> [Task requirements]: Working from the listing below, pick each line containing the word "queues" and copy it.
^^^^^^^^
PR #8359, opened 2022-03-30
[MB-10956] part 5: Remove sort by destination duty station in backend

mboren:
## [Jira ticket](https://dp3.atlassian.net/browse/MB-10956) for this change
I started to rename this, and then realized that we don't use sort by destination duty location anywhere.
All of the office queues have been switched over to sorting by origin duty location.
So I deleted this dead code instead of renaming the parameter.

## Setup to Run Your Code
Open up the TOO, TIO, and Service Counselor queues and make sure there are no errors.

### DIFF
--- a/pkg/handlers/ghcapi/orders_test.go
+++ b/pkg/handlers/ghcapi/orders_test.go
@@ -379,7 +379,7 @@ func (suite *HandlerSuite) TestUpdateOrderHandlerWithAmendedUploads() {
 		subtestData := suite.makeUpdateOrderHandlerSubtestData()
 		move := subtestData.move
 		order := subtestData.move.Orders
-		destinationDutyStation := order.NewDutyLocation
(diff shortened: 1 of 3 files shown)


pkg/handlers/ghcapi/orders_test.go
```diff
@@ -379,7 +379,7 @@ func (suite *HandlerSuite) TestUpdateOrderHandlerWithAmendedUploads() {
 		subtestData := suite.makeUpdateOrderHandlerSubtestData()
 		move := subtestData.move
 		order := subtestData.move.Orders
-		destinationDutyStation := order.NewDutyLocation
+		destinationDutyLocation := order.NewDutyLocation
```
mboren, line 382: Changes in this file are unrelated to everything else, it's just a use of `destinationDutyStation` that I caught and renamed.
^^^^^^^^
> [Result for this task]:
All of the office queues have been switched over to sorting by origin duty location.
Open up the TOO, TIO, and Service Counselor queues and make sure there are no errors.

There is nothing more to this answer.